The real issue is multiplicative inverses. Let $$b_0 + b_1\alpha+\cdots + b_{n-1}\alpha^{n-1}$$ be a nonzero element of our set. Let $p(x) = b_0+b_1x+\cdots+b_{n-1}x^{n-1}$.
I claim that there exist polynomials $m(x)$ and $n(x)$ with coefficients in $F$ such that $m(x)p(x) + n(x)f(x) = 1$. Indeed, $F[x]$ is a Euclidean domain; since $f(x)$ is irreducible, and $p(x)$ is not zero and of degree strictly smaller than $f(x)$, then $f(x)$ and $p(x)$ are relatively prime. And since $F[x]$ is a Euclidean domain, the extended Euclidean algorithm will produce $m(x)$ and $n(x)$.

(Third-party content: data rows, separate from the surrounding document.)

PR #2287, opened 2022-02-08
Onboarding Tour

harshilsharma63:
#### Summary
Implements onboarding tour for Boards.

#### Ticket Link
https://community-daily.mattermost.com/boards/workspace/qgsck6cts3fwpqwyjiupjm5cde/b4ctmm917q3rzdfi451qtuxjzcw/vpb5hydjzqtr7txbxeqpjxyfz4o

Testing tip -

To restart the tour, set the user props to an empty object in the database.
For example, for MySQL -

```sql
update Users set Props = '{}' where Id = '<USER_ID>';
```


webapp/src/components/centerPanel.tsx
```diff
@@ -112,14 +135,55 @@ class CenterPanel extends React.Component<Props, State> {
         return true
     }
 
+    shouldStartBoardsTour(): boolean {
```
jespino, line 138: nit: This component is already big enough, can we move this logic into something else, maybe a "behavior component", something like a component called "BoardsTourInit" that takes care of this with the lifecycle, that way you can simplify a lot that and remove from this already big component all this logic.

server/model/user.go
```diff
@@ -60,7 +60,7 @@ type User struct {
 type UserPropPatch struct {
 	// The user prop updated fields
 	// required: false
-	UpdatedFields map[string]string `json:"updatedFields"`
+	UpdatedFields map[string]interface{} `json:"updatedFields"`
```
jespino, line 63: Why do we need this changes, is no way to keep it just `map[string]string`, this kind of things tends to be more fragile. If that is needed, is ok, but if we can solve that using multiple keys instead of a nested object, would result in something more robust IMO.

webapp/src/components/centerPanel.tsx
harshilsharma63: This is not a generic logic but rather only specific for the board tour being displayed in this component. So won't make sense storing it outside.

server/model/user.go
harshilsharma63: Done.

webapp/src/components/kanban/kanbanCard.tsx
```diff
@@ -81,18 +102,53 @@ const KanbanCard = React.memo((props: Props) => {
         setShowConfirmationDialogBox(true)
     }
 
+    const isOnboardingBoard = board.title === 'Welcome to Boards!'
```
jespino, line 105: Same here, you are adding a lot of logic here in a component that maybe can be extracted anywhere else, maybe move all this logic inside the `OpenCardTourStep` and `CopyLinkTourStep` components.

webapp/src/components/pulsating_dot/index.tsx
```diff
@@ -0,0 +1,42 @@
...
+import {Coords} from '../tutorial_tour_tip/tutorial_tour_tip_backdrop'
+
+type Props = {
+    targetRef?: React.RefObject<HTMLImageElement>;
+    className?: string;
+    onClick?: (e: React.MouseEvent) => void;
+    coords?: Coords;
+}
+
+export class PulsatingDot extends React.PureComponent<Props> {
```
jespino, line 15: Why is this a class component?

webapp/src/components/tutorial_tour_tip/tutorial_tour_tip.tsx
```diff
@@ -0,0 +1,330 @@
...
+        handleSkipTutorial,
+        handleSavePreferences,
+        getLastStep,
+        handleEventPropagationAndDefault,
+        handleSendToNextTour,
+    } = useTutorialTourTipManager(managerProps)
+
+    const getButtonText = (): JSX.Element => {
+        let buttonText = (
+            <>
```
jespino, line 122: Why this have a fragment for the if only has one element?

webapp/src/components/tutorial_tour_tip/useElementAvailable.ts
```diff
@@ -0,0 +1,32 @@
...
+                setAvailable(true)
+                if (checkAvailableInterval.current) {
+                    clearInterval(checkAvailableInterval.current)
+                    checkAvailableInterval.current = null
+                }
+            }
+        }, 500)
+    }, [])
+
+    return useMemo(() => available, [available])
```
jespino, line 31: I think this memo is doing absolutely nothing

webapp/src/components/viewHeader/viewHeader.tsx
```diff
@@ -59,32 +75,71 @@ const ViewHeader = React.memo((props: Props) => {
 
     const hasFilter = activeView.fields.filter && activeView.fields.filter.filters?.length > 0
 
+    const isOnboardingBoard = props.board.title === OnboardingBoardTitle
```
jespino, line 78: All this code, is again, like 50 lines of code to add to one component to show decide to show or not the tooltip, I don't think it belongs to the main responsaibility of this component, it is making the component hard to understand.

jespino (changes requested):
In general looks really good, I have some concerns, specially about the separation of concerns of some of the components.

Also I found some small weird cases like a class based component, a unneeded useMemo or an undeeded fragment.

webapp/src/components/pulsating_dot/index.tsx
harshilsharma63: It's copy-pasted from Mattermst webapp. I don't want to make any changes to it and make it a Board's component. Copy this component was required because we don't have any good way of sharing components right now. I want to leave it as it is.

Thoughts?

webapp/src/components/tutorial_tour_tip/tutorial_tour_tip.tsx
harshilsharma63: Done.

webapp/src/components/viewHeader/viewHeader.tsx
harshilsharma63: The logic is different in different places. We still need to get the tour state in the current component because it's stored in the redux store, and a utility function can't access it.

harshilsharma63: Let me try one thing. It might work.

webapp/src/components/pulsating_dot/index.tsx
jespino: Actually, I prefer to do it all the way around, we want channels to migrate more into functional components whenever makes sense, and in this cases, looks like makes a lot of sense. So I would suggest to change this to functional component and make a PR in channels to copy this over there.

webapp/src/components/viewHeader/viewHeader.tsx
harshilsharma63: Done.

webapp/src/components/tutorial_tour_tip/useElementAvailable.ts
harshilsharma63: Done.

webapp/src/components/pulsating_dot/index.tsx
harshilsharma63: Fixed in Boards for now.

webapp/src/components/kanban/kanbanCard.tsx
harshilsharma63: Done.

webapp/src/components/onboardingTour/shareBoard/shareBoard.tsx
```diff
@@ -30,23 +28,25 @@ const ShareBoardTourStep = (): JSX.Element => {
...
-            tutorialCategory={TOUR_CARD}
-            autoTour={true}
-            placement={'bottom-end'}
-            className='ShareBoardTourStep'
-            hideBackdrop={true}
-            imageURL={Utils.buildURL(shareBoard, true)}
-            skipCategoryFromBackdrop={true}
-            telemetryTag='tourPoint2b'
-        />
+        <>
```
jespino, line 33: nit: I would use something like:

```js
if (!BoardTourSteps.SHARE_BOARD) {
  return null
}
```

and then return the `TourTipRenderer` thing. That way is just cleaner and simpler.

webapp/src/components/onboardingTour/tourTipRenderer/tourTipRenderer.tsx
```diff
@@ -0,0 +1,74 @@
...
+    classname: string
+    telemetryTag: string
+    placement: Placement | undefined
+    hideBackdrop: boolean
+    imageURL?: string
+    singleTip?: boolean
+    hideNavButtons?: boolean
+}
+
+const TourTipRenderer = (props: Props): JSX.Element | null => {
```
jespino, line 31: Nice

jespino (approved):
LGTM, I just added an small comment to improve a bit the code.

webapp/src/components/onboardingTour/tourTipRenderer/tourTipRenderer.tsx
harshilsharma63: 👍

webapp/src/components/onboardingTour/shareBoard/shareBoard.tsx
harshilsharma63: Done.

ogi-m:
1. I'm seeing an issue after finishing the 1st tour point. For the second tour point, the spec says that it can be triggered from any card as long as it's the user's very fist card. I'm seeing that it has to be the "Create a new card", clicking on any other card doesn't trigger actually triggers the first tour point and it looks like this:

onboarding 

2. I can't create a new board. Nothing happens when clicking on "Use this template". This doesn't repro on main for me.
Here's the console error:

onboarding1

3. Minor text discrepancy:
Second guided tour, third point, the text says:
_Add a description to your card so **people** know what it's about._
Expected (according to the spec): _Add a description to your card so **your teammates** know what it's about._

3. I don't see an option to restart the tour in the settings menu. Has this been delayed @wuwinson ?



@harshilsharma63 @sbishel @jespino

jespino:
@ogi-m point 1 fixed, I'll work in the other points now. It should be quick.

jespino:
@ogi-m @wuwinson just to confirm, now the tour is not available in personal server, and desktop app, is that expected, or is that something that we want to fix? (IMO we should fix that)

jespino:
@ogi-m fixed 3 and 4, and 2 is not reproducing in my environment.

wuwinson:
@ogi-m @jespino Thanks for filing and addressing these bugs!

- Point 1: User should be able to load next tour point from any card, but okay if it only loads from the card with the green dot.
- Point 2: Also seeing the same issue when I tested on https://ogi-master.test.mattermost.cloud/signup_user_complete/?id=s74jbfi4p3bhufdiaft1cdzo6y
- Point 3: Expected text is the right one, nice catch!
- Point 4: Should be able to restart the tour through the "Product Tour" menu option under Settings or by loading the Welcome template from the template picker. Unable to test the Welcome template due to the issue in Point 2.
- Tour should be available in personal server and desktop app, although the UX may be a bit weird since we call out things like @mentions and copying card links, which isn't relevant for the desktop app. Will need to address this at a later time, but tour should still work there nonetheless.

wuwinson:
@jespino After discussing with @chenilim, it may be better to turn off the product tour for the Personal Desktop app since there are a few things we call out on the tour points that will not work for Personal Desktop. cc @ogi-m

ogi-m:
@wuwinson Should the green dot persist on the first card until it's opened? The current behaviour is that it gets removed after the first tour point is dismissed.

https://user-images.githubusercontent.com/15314183/155772214-4ee7eda8-badd-4bff-8e4f-1aede2d635b2.mp4

wuwinson:
> @wuwinson Should the green dot persist on the first card until it's opened? The current behaviour is that it gets removed after the first tour point is dismissed.
> 
>  5339fe4d9242a804ffc324eb26b37b42.mp4

@ogi-m Clicking on the X skips that portion of the tour, so green dot should disappear in this case, but the next tour point should still trigger. Green dot should not disappear if user did not explicitly click on the X, but clicked on somewhere else on the board to minimize the tour point.

ogi-m:
Ah ok, got it now, thanks Winson. That's working as expected then. The previously reported issues have been resolved again.


Approving 👍🏻

ogi-m (approved):

PR #2288, opened 2022-02-08
Replace `npm install` with `npm ci` to ensure dependencies are properly pinned during CI/CD

oh6hay:
Running `npm ci` instead of `npm install` essentially verifies dependencies match the intended versions and makes the build fail if they don't match, please see https://stackoverflow.com/questions/52499617/what-is-the-difference-between-npm-install-and-npm-ci#53325242 and the npm docs for more information.

### DIFF
--- a/.github/workflows/ci.yml
+++ b/.github/workflows/ci.yml
@@ -11,8 +11,8 @@ jobs:
     - name: Checkout
       uses: actions/checkout@v2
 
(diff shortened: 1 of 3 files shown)


jespino (approved):
LGTM. Thanks @oh6hay!

sbishel (approved):

PR #2294, opened 2022-02-08
[MM-36643] Use Mattermost SiteURL to determine rudder cookie domain

JulienTant:
#### Summary
When mattermost is installed on a subdomain (e.g. `mattermost.example.com`), rudder parses the top-level domain and sets their cookies using a general `.example.com` making the cookie available in every subdomain. This PR ensures the cookie is set to the actual subdomain by parsing SiteURL from the config

#### Related PR
Same fix on the webapp https://github.com/mattermost/mattermost-webapp/pull/9764

#### Ticket Link
Related to https://mattermost.atlassian.net/browse/MM-36643

### DIFF
--- a/mattermost-plugin/webapp/src/index.tsx
+++ b/mattermost-plugin/webapp/src/index.tsx
@@ -172,7 +172,14 @@ export default class Plugin {
             }
 
             if (rudderKey !== '') {
-                rudderAnalytics.load(rudderKey, rudderUrl)
+                const rudderCfg = {} as {setCookieDomain: string}
+                if (siteURL && siteURL !== '') {
+                    try {
+                        rudderCfg.setCookieDomain = new URL(siteURL).hostname
+                        // eslint-disable-next-line no-empty
+                    } catch (_) {}
+                }
+                rudderAnalytics.load(rudderKey, rudderUrl, rudderCfg)
 
                 rudderAnalytics.identify(config?.telemetryid, {}, TELEMETRY_OPTIONS)
 


mattermost-plugin/webapp/src/index.tsx
```diff
@@ -172,7 +172,14 @@ export default class Plugin {
             }
 
             if (rudderKey !== '') {
-                rudderAnalytics.load(rudderKey, rudderUrl)
+                const rudderCfg = {} as {setCookieDomain: string}
+                if (siteURL && siteURL !== '') {
```
pablovelezvidal, line 176: maybe worth adding a simple url validation check here? WDYT?
```suggestion
                if (siteURL && siteURL !== '' && /^(http|https):\/\/[^ "]+$/.test(siteURL)) {
```

mattermost-plugin/webapp/src/index.tsx
```diff
@@ -172,7 +172,14 @@ export default class Plugin {
             }
 
             if (rudderKey !== '') {
-                rudderAnalytics.load(rudderKey, rudderUrl)
+                const rudderCfg = {} as {setCookieDomain: string}
```
pablovelezvidal, line 175: why not  just initialize the object instead of forcing the type and let typescript to directly infer it. WDYT?
```suggestion
                const rudderCfg = {setCookieDomain: ''}
```

mattermost-plugin/webapp/src/index.tsx
```diff
@@ -172,7 +172,14 @@ export default class Plugin {
...
+                if (siteURL && siteURL !== '') {
+                    try {
+                        rudderCfg.setCookieDomain = new URL(siteURL).hostname
+                        // eslint-disable-next-line no-empty
+                    } catch (_) {}
```
pablovelezvidal, line 180: nit: given that we have the catch section, is there maybe something better that just ignoring? not sure if in this case is worth even doing some sort of logging or even tracking the failure somehow.
as mentioned before, it is a nit, so, feel free to don't even provide an elaborate answer to this comment.

pablovelezvidal (changes requested):
good work @JulienTant , some minor questions before approving, thanks!

mattermost-plugin/webapp/src/index.tsx
harshilsharma63: SiteURL is being received from MM config. I don't think it makes much sense to add a second validation here.

harshilsharma63 (approved):

mattermost-plugin/webapp/src/index.tsx
JulienTant: That was my first version actually, but given that this is a value we pass to a third-party library, I prefer giving `undefined` rather than an empty string when we don't set it.
Passing an empty string would work today because they are doing a pretty loose test (`options && options.setCookieDomain`) but I feel better giving them `undefined`

mattermost-plugin/webapp/src/index.tsx
JulienTant: I went this way because when your reach `new URL`, siteURL cannot be empty and have been validated beforehand by the server, so there's no reason for `new URL` to throw an exception... but if it does for some reason, I don't want to interrupt anything, so we just don't set the value.

mattermost-plugin/webapp/src/index.tsx
pablovelezvidal: ok, thanks for the clarification!

mattermost-plugin/webapp/src/index.tsx
pablovelezvidal: ok, thanks!

mattermost-plugin/webapp/src/index.tsx
pablovelezvidal: I see your point, thanks for the clarification.

pablovelezvidal (approved):
LGTM! thanks @JulienTant

sbishel (approved):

Now plug in $\alpha$. We have $1 = m(\alpha)p(\alpha) + n(\alpha)f(\alpha) = m(\alpha)p(\alpha)$. Thus, $p(\alpha) = b_0+b_1\alpha+\cdots+b_{n-1}\alpha^{n-1}$ has a multiplicative inverse which is a polynomial in $\alpha$ with coefficients in $F$. We can then rewrite any power of $\alpha$ greater than $n-1$ as smaller powers to get that $p(\alpha)$ has an inverse in our set, and we are done.
Now, clearly any subring of $F$ that contains $F$ and contains $\alpha$ will contain our set, so then $$\{a_0+a_1\alpha+\cdots+a_{n-1}\alpha^{n-1}\mid a_i\in F\} \subseteq F[\alpha]\subseteq F(\alpha)\subseteq \{a_0+a_1\alpha+\cdots+a_{n-1}\alpha^{n-1}\mid a_i\in F\}$$ giving equality. $\Box$
In your case, $F=\mathbb{Q}$, $\alpha=\sqrt[3]{5}$, which satisfies $f(x) = x^3-5$, which is monic and irreducible over $\mathbb{Q}$. So $$\mathbb{Q}(\sqrt[3]{5}) = \mathbb{Q}[\sqrt[3]{5}] = \{a + b\sqrt[3]{5}+c(\sqrt[3]{5})^2\mid a,b,c\in\mathbb{Q}\}.$$
Solution 4:
It is really simple: generalizing rationalizing denominators, one can easily read off the inverse of $\alpha$ from any minimal polynomial. Let $\alpha\ne 0$ be an element of a domain $D$ that is algebraic over some subfield $F$. Being algebraic, $f(\alpha) = 0$ for some $f(x)\in F[x],\ f\ne 0$. Since $D$ is a domain we may assume $f(0) \ne 0$ since $f(\alpha)\:\alpha^n = 0$ $\Rightarrow$ $f(\alpha) = 0$. Writing $f(x) = x\ g(x) - a,\ a \ne 0$ and evaluating at $x = \alpha$ we deduce $\alpha\ g(\alpha) = a$ hence $\alpha\ g(\alpha)\ a^{-1} = 1$, i.e. $\alpha^{-1} = g(\alpha)\ a^{-1}.$
This is a generalization of rationalizing denominators in the quadratic / splitting field case, where the constant term of a minimal polynomial is a norm (product of conjugates). For much further discussion of this viewpoint see this answer.
This fails in non-domains, e.g. $\alpha\in \mathbb Q[\alpha]/(\alpha^2)$ has minimal polynomial $f(x) = x^2$ with $f(0) = 0$ so the above method fails. Indeed, zero-divisors are never invertible (except in the zero ring).